_About this exercise_
An exact copy of the listing below is required.

*** Opening Collected material ***

PR #7224, opened 2022-04-26
aws - elb - Added new filter target group with http

jasgrover:
Added new filter to filter albs with forwarding configured to target group running http.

*** Closing Collected material ***

_Result of this exercise_
PR #7224, opened 2022-04-26
aws - elb - Added new filter target group with http

jasgrover:
Added new filter to filter albs with forwarding configured to target group running http.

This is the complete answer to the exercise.